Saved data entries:
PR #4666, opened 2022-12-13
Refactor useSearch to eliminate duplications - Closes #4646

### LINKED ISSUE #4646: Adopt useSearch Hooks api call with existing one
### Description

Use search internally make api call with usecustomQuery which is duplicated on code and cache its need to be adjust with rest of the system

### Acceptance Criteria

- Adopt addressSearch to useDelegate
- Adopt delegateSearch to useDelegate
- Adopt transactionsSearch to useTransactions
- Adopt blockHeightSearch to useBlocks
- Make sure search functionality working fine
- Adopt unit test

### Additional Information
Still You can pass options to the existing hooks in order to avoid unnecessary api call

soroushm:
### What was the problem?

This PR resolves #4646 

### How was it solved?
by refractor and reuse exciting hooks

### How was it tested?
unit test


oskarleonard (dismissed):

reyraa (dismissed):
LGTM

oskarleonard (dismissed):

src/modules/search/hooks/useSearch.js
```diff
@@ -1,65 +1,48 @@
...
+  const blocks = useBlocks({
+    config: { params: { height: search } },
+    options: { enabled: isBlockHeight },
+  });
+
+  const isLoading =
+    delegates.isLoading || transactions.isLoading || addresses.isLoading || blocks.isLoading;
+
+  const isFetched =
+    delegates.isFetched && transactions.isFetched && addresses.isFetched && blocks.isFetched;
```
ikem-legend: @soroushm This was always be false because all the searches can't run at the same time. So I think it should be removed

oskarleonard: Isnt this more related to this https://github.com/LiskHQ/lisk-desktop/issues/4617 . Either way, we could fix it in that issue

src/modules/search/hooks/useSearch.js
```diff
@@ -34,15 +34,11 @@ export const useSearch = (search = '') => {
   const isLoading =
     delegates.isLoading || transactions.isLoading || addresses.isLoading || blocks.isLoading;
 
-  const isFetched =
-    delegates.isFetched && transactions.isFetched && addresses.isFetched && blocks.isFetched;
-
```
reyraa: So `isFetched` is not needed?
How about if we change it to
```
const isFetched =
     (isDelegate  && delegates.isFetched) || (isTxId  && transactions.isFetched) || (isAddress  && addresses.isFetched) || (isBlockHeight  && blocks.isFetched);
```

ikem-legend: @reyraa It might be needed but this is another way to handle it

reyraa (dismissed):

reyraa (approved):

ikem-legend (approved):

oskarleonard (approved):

- PROBLEM REQUIREMENTS -
Only lines that contain the string "const" count; pick each one out of the records and copy it.

- SOLUTION TO THE PROBLEM -
+  const blocks = useBlocks({
+  const isLoading =
+  const isFetched =
@@ -34,15 +34,11 @@ export const useSearch = (search = '') => {
   const isLoading =
-  const isFetched =
const isFetched =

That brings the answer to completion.